>>>>>
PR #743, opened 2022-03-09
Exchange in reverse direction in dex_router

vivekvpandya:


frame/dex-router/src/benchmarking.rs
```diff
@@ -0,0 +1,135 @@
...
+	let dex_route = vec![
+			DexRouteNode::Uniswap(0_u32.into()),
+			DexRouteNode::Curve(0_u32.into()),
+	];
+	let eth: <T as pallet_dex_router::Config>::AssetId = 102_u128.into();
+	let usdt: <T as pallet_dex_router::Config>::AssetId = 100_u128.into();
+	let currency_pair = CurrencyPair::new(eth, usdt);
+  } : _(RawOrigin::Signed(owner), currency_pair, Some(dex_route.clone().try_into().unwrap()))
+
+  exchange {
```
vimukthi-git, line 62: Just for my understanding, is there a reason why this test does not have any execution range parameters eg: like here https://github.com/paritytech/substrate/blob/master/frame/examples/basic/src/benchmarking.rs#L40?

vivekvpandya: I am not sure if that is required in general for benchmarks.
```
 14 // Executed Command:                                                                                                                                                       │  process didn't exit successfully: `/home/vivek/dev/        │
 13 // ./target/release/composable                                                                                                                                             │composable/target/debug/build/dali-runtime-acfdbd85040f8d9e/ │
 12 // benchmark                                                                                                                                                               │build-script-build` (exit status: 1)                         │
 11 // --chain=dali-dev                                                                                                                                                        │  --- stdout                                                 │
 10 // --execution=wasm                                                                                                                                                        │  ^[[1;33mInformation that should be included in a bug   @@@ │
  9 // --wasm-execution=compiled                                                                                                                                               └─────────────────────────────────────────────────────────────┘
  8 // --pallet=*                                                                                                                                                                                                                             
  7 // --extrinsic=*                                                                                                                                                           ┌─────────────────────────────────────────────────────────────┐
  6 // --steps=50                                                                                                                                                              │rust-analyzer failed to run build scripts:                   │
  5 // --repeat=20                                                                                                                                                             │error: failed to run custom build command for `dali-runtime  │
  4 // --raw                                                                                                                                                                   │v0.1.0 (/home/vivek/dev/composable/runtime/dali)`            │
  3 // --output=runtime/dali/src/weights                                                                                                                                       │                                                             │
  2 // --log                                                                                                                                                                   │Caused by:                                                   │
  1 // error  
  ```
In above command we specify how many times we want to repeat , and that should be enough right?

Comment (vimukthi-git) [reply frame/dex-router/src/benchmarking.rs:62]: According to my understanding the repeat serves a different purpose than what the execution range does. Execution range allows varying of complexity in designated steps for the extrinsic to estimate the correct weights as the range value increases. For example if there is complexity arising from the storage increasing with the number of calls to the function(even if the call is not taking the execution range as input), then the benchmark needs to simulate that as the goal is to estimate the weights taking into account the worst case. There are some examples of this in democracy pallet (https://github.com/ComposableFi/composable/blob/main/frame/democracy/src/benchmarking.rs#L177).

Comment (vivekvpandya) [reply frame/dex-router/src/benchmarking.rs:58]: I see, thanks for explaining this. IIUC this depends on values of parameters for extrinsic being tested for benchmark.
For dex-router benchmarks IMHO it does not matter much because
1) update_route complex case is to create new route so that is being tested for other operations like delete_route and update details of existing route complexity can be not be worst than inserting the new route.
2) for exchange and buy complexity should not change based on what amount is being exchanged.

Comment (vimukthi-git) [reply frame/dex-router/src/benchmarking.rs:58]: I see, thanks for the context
<<<<<
>>>>>
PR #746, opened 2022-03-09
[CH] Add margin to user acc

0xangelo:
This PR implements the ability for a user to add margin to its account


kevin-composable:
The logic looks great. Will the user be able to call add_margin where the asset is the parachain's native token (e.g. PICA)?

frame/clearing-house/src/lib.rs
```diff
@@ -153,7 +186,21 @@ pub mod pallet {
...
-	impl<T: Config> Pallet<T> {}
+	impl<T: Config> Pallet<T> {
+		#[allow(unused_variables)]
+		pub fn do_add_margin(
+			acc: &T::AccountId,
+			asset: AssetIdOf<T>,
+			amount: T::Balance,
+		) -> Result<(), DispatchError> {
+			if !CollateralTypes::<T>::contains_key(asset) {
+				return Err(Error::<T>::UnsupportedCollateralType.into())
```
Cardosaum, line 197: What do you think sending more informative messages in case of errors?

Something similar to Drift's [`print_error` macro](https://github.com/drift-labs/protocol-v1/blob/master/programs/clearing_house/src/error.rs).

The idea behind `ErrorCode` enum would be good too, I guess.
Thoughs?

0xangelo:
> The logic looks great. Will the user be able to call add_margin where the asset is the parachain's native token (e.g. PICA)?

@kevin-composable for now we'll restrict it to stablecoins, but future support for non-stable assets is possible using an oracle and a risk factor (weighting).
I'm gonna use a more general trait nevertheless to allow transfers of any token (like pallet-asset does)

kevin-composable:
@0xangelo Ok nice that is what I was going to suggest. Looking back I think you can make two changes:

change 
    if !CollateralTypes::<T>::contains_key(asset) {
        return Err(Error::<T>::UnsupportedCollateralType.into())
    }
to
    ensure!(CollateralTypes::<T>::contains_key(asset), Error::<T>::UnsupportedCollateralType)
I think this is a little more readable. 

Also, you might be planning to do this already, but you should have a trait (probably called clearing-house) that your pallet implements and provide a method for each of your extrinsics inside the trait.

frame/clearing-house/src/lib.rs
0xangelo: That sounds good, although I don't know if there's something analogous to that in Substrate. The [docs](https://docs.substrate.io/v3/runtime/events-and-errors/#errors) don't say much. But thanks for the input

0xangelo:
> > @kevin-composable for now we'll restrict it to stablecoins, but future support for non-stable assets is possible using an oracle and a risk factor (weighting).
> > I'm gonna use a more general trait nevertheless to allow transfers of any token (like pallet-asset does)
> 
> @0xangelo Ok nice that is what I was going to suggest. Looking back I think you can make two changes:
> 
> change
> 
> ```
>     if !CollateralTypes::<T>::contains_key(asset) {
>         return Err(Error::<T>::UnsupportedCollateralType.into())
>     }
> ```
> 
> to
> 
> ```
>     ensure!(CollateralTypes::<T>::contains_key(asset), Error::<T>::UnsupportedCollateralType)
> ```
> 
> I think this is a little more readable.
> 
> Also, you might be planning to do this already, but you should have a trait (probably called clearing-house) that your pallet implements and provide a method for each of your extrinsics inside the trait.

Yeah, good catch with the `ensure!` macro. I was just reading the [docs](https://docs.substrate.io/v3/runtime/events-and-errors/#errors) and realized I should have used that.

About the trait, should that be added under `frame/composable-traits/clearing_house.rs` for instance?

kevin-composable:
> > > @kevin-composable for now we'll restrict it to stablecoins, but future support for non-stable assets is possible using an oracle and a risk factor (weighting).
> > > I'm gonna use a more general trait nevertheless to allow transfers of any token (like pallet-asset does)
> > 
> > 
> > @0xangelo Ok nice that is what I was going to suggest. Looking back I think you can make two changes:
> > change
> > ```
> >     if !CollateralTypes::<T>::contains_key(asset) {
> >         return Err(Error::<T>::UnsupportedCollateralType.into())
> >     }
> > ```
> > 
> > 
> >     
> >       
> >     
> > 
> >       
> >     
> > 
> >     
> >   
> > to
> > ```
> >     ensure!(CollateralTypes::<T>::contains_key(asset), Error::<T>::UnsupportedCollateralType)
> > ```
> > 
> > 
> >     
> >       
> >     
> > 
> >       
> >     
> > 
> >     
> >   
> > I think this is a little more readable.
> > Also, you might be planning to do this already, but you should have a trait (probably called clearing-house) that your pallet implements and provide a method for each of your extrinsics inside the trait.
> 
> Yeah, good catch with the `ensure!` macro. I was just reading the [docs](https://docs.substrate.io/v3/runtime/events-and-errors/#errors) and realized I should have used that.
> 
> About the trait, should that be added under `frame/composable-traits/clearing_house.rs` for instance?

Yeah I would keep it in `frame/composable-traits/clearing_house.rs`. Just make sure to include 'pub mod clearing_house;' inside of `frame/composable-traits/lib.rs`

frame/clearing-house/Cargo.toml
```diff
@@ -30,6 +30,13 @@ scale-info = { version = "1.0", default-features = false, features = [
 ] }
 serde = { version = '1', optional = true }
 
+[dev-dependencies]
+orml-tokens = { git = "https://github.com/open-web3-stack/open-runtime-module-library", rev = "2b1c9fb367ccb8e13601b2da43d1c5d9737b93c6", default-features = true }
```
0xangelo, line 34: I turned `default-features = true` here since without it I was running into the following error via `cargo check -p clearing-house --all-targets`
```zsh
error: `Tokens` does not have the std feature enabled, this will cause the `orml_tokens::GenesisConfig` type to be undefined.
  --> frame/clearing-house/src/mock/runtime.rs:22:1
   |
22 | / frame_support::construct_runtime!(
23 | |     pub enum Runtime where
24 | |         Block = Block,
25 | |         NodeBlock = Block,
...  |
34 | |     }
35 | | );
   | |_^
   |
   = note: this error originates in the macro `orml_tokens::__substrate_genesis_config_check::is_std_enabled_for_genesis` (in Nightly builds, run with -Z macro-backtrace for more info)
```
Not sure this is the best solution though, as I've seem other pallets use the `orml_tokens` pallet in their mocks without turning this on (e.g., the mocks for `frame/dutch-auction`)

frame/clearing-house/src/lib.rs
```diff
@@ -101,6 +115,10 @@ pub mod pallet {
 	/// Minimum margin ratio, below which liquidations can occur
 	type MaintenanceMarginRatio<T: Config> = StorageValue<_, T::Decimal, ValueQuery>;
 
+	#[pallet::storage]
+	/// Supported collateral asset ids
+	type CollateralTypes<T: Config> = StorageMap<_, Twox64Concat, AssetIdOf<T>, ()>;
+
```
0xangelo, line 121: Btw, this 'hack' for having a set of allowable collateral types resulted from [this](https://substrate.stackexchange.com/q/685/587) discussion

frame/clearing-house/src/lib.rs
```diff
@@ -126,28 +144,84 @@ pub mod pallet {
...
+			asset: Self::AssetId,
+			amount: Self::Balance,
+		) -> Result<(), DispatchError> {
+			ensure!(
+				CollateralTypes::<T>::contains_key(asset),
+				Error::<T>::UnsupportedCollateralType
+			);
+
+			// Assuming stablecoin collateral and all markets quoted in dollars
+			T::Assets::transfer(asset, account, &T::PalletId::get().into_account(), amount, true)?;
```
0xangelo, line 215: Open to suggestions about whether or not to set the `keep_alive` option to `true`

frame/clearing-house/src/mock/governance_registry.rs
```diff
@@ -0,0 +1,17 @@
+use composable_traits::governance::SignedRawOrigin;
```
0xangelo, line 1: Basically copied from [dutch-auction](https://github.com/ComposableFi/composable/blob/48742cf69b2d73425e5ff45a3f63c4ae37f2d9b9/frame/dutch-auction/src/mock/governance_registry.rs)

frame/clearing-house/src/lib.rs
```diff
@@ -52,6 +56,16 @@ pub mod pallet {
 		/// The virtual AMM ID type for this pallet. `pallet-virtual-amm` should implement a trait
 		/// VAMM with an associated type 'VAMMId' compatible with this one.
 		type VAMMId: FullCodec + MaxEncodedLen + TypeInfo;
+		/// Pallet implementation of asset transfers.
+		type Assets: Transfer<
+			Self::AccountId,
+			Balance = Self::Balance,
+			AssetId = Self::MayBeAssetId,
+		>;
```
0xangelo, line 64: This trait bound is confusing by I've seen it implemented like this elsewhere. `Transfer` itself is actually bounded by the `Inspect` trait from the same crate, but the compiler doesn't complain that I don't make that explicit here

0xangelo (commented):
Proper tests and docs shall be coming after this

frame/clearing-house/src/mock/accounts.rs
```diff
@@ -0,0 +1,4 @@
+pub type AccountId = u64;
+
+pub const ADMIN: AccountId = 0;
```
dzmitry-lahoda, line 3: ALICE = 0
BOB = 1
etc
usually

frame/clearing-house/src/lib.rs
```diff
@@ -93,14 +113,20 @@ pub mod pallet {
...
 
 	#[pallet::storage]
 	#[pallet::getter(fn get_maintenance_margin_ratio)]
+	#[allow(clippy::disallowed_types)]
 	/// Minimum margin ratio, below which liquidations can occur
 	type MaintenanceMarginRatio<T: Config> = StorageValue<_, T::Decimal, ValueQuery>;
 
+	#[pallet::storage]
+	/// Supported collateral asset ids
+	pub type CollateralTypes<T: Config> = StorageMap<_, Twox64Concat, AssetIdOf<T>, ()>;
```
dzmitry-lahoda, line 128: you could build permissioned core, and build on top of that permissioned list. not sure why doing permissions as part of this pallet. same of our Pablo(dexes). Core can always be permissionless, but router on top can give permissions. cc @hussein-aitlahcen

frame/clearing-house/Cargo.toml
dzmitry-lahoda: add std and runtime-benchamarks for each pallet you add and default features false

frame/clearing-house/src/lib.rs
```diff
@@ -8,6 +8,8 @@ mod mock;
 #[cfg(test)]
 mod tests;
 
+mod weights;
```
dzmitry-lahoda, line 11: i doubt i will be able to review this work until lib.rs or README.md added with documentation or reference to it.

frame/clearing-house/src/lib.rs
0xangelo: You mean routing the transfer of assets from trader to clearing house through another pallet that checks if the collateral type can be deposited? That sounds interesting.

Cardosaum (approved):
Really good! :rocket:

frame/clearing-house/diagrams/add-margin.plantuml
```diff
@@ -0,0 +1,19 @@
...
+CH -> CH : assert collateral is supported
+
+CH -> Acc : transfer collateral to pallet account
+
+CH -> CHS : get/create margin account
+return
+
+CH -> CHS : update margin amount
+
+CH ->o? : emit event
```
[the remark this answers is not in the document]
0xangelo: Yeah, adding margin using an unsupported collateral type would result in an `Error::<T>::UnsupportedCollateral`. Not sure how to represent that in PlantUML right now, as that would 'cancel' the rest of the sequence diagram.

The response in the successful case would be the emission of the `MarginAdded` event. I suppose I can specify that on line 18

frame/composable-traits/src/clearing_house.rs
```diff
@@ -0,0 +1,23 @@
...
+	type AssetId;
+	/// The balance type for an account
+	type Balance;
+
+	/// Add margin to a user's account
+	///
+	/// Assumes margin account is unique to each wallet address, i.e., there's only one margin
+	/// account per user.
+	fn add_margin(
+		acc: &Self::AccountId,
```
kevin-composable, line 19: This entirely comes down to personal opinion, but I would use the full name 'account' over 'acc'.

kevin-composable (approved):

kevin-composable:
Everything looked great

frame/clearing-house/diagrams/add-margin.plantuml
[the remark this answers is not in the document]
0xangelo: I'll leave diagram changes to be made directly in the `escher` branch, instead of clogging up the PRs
<<<<<
Using the data above, show each line where "vivekvpandya" occurs.

Your response:
vivekvpandya:
vivekvpandya: I am not sure if that is required in general for benchmarks.
Comment (vivekvpandya) [reply frame/dex-router/src/benchmarking.rs:58]: I see, thanks for explaining this. IIUC this depends on values of parameters for extrinsic being tested for benchmark.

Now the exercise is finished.